[Dataset entries]
——
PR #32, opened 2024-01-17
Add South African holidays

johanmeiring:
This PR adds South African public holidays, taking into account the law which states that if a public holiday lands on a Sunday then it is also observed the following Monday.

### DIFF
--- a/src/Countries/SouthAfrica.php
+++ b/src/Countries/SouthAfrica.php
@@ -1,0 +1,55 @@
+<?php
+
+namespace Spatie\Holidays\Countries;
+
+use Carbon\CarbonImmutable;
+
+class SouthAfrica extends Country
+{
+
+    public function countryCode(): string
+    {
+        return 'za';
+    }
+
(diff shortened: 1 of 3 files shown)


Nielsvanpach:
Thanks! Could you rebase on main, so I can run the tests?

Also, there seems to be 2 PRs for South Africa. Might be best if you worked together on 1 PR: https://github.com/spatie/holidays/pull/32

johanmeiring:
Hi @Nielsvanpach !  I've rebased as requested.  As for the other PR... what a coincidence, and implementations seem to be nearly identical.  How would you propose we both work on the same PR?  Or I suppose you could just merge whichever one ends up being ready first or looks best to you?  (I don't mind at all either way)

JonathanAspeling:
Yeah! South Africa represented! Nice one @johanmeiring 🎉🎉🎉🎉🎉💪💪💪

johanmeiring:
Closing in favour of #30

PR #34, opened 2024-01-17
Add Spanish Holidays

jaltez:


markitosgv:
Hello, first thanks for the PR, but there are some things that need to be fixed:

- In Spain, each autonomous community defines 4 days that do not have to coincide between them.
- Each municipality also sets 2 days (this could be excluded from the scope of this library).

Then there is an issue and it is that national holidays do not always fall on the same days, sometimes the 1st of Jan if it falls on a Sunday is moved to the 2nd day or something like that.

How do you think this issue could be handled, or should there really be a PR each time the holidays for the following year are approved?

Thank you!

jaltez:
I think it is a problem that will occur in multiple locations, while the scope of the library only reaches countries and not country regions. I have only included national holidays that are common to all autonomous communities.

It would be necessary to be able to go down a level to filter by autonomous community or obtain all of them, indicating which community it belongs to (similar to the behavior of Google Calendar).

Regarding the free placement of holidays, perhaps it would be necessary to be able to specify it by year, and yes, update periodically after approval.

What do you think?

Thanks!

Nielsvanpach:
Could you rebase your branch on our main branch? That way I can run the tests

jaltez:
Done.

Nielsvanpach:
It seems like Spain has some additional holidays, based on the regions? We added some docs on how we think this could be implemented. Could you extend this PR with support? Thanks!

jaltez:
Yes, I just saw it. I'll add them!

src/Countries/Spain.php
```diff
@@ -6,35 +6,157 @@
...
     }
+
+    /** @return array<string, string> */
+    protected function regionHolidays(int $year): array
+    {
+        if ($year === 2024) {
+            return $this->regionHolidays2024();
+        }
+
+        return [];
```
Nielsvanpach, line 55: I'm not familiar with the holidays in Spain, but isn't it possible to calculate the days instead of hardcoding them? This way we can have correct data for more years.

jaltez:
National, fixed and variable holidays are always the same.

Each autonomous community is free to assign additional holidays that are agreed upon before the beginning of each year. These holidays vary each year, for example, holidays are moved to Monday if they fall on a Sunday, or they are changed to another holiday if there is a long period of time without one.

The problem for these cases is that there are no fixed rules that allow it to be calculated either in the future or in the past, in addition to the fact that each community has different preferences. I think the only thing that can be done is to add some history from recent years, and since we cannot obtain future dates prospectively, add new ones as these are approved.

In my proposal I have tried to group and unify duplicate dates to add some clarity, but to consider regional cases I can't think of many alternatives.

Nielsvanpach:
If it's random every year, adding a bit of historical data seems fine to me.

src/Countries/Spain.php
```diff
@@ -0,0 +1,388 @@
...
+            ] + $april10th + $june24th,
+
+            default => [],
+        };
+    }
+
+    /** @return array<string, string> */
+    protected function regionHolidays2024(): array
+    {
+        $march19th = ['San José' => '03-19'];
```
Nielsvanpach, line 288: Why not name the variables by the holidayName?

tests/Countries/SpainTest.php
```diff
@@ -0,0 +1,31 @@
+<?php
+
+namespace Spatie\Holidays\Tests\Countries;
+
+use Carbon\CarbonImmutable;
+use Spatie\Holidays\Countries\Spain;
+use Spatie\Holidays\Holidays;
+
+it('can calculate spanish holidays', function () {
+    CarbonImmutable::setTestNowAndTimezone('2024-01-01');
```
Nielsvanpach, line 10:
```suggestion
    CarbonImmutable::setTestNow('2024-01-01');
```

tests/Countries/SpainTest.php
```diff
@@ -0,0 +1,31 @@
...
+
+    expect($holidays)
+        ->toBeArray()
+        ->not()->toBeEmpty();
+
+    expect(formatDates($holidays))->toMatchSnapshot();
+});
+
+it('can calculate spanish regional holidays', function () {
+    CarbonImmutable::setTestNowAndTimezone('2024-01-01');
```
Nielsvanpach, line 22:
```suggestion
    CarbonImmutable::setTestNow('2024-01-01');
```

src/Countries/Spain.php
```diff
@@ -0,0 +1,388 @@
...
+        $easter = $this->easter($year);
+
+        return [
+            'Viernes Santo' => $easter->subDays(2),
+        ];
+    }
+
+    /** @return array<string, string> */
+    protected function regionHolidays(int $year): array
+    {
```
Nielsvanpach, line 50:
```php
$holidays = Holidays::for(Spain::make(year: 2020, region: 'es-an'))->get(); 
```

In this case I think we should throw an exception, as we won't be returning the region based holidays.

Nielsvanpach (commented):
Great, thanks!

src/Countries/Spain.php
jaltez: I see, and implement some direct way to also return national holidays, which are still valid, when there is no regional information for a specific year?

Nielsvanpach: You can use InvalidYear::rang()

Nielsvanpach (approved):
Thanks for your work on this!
——
### WHAT YOU NEED TO DO
Repeat the entries exactly, all of them.

### YOUR SOLUTION
PR #32, opened 2024-01-17
Add South African holidays

johanmeiring:
This PR adds South African public holidays, taking into account the law which states that if a public holiday lands on a Sunday then it is also observed the following Monday.

### DIFF
--- a/src/Countries/SouthAfrica.php
+++ b/src/Countries/SouthAfrica.php
@@ -1,0 +1,55 @@
+<?php
+
+namespace Spatie\Holidays\Countries;
+
+use Carbon\CarbonImmutable;
+
+class SouthAfrica extends Country
+{
+
+    public function countryCode(): string
+    {
+        return 'za';
+    }
+
(diff shortened: 1 of 3 files shown)


Nielsvanpach:
Thanks! Could you rebase on main, so I can run the tests?

Also, there seems to be 2 PRs for South Africa. Might be best if you worked together on 1 PR: https://github.com/spatie/holidays/pull/32

johanmeiring:
Hi @Nielsvanpach !  I've rebased as requested.  As for the other PR... what a coincidence, and implementations seem to be nearly identical.  How would you propose we both work on the same PR?  Or I suppose you could just merge whichever one ends up being ready first or looks best to you?  (I don't mind at all either way)

JonathanAspeling:
Yeah! South Africa represented! Nice one @johanmeiring 🎉🎉🎉🎉🎉💪💪💪

johanmeiring:
Closing in favour of #30

PR #34, opened 2024-01-17
Add Spanish Holidays

jaltez:


markitosgv:
Hello, first thanks for the PR, but there are some things that need to be fixed:

- In Spain, each autonomous community defines 4 days that do not have to coincide between them.
- Each municipality also sets 2 days (this could be excluded from the scope of this library).

Then there is an issue and it is that national holidays do not always fall on the same days, sometimes the 1st of Jan if it falls on a Sunday is moved to the 2nd day or something like that.

How do you think this issue could be handled, or should there really be a PR each time the holidays for the following year are approved?

Thank you!

jaltez:
I think it is a problem that will occur in multiple locations, while the scope of the library only reaches countries and not country regions. I have only included national holidays that are common to all autonomous communities.

It would be necessary to be able to go down a level to filter by autonomous community or obtain all of them, indicating which community it belongs to (similar to the behavior of Google Calendar).

Regarding the free placement of holidays, perhaps it would be necessary to be able to specify it by year, and yes, update periodically after approval.

What do you think?

Thanks!

Nielsvanpach:
Could you rebase your branch on our main branch? That way I can run the tests

jaltez:
Done.

Nielsvanpach:
It seems like Spain has some additional holidays, based on the regions? We added some docs on how we think this could be implemented. Could you extend this PR with support? Thanks!

jaltez:
Yes, I just saw it. I'll add them!

src/Countries/Spain.php
```diff
@@ -6,35 +6,157 @@
...
     }
+
+    /** @return array<string, string> */
+    protected function regionHolidays(int $year): array
+    {
+        if ($year === 2024) {
+            return $this->regionHolidays2024();
+        }
+
+        return [];
```
Nielsvanpach, line 55: I'm not familiar with the holidays in Spain, but isn't it possible to calculate the days instead of hardcoding them? This way we can have correct data for more years.

jaltez:
National, fixed and variable holidays are always the same.

Each autonomous community is free to assign additional holidays that are agreed upon before the beginning of each year. These holidays vary each year, for example, holidays are moved to Monday if they fall on a Sunday, or they are changed to another holiday if there is a long period of time without one.

The problem for these cases is that there are no fixed rules that allow it to be calculated either in the future or in the past, in addition to the fact that each community has different preferences. I think the only thing that can be done is to add some history from recent years, and since we cannot obtain future dates prospectively, add new ones as these are approved.

In my proposal I have tried to group and unify duplicate dates to add some clarity, but to consider regional cases I can't think of many alternatives.

Nielsvanpach:
If it's random every year, adding a bit of historical data seems fine to me.

src/Countries/Spain.php
```diff
@@ -0,0 +1,388 @@
...
+            ] + $april10th + $june24th,
+
+            default => [],
+        };
+    }
+
+    /** @return array<string, string> */
+    protected function regionHolidays2024(): array
+    {
+        $march19th = ['San José' => '03-19'];
```
Nielsvanpach, line 288: Why not name the variables by the holidayName?

tests/Countries/SpainTest.php
```diff
@@ -0,0 +1,31 @@
+<?php
+
+namespace Spatie\Holidays\Tests\Countries;
+
+use Carbon\CarbonImmutable;
+use Spatie\Holidays\Countries\Spain;
+use Spatie\Holidays\Holidays;
+
+it('can calculate spanish holidays', function () {
+    CarbonImmutable::setTestNowAndTimezone('2024-01-01');
```
Nielsvanpach, line 10:
```suggestion
    CarbonImmutable::setTestNow('2024-01-01');
```

tests/Countries/SpainTest.php
```diff
@@ -0,0 +1,31 @@
...
+
+    expect($holidays)
+        ->toBeArray()
+        ->not()->toBeEmpty();
+
+    expect(formatDates($holidays))->toMatchSnapshot();
+});
+
+it('can calculate spanish regional holidays', function () {
+    CarbonImmutable::setTestNowAndTimezone('2024-01-01');
```
Nielsvanpach, line 22:
```suggestion
    CarbonImmutable::setTestNow('2024-01-01');
```

src/Countries/Spain.php
```diff
@@ -0,0 +1,388 @@
...
+        $easter = $this->easter($year);
+
+        return [
+            'Viernes Santo' => $easter->subDays(2),
+        ];
+    }
+
+    /** @return array<string, string> */
+    protected function regionHolidays(int $year): array
+    {
```
Nielsvanpach, line 50:
```php
$holidays = Holidays::for(Spain::make(year: 2020, region: 'es-an'))->get(); 
```

In this case I think we should throw an exception, as we won't be returning the region based holidays.

Nielsvanpach (commented):
Great, thanks!

src/Countries/Spain.php
jaltez: I see, and implement some direct way to also return national holidays, which are still valid, when there is no regional information for a specific year?

Nielsvanpach: You can use InvalidYear::rang()

Nielsvanpach (approved):
Thanks for your work on this!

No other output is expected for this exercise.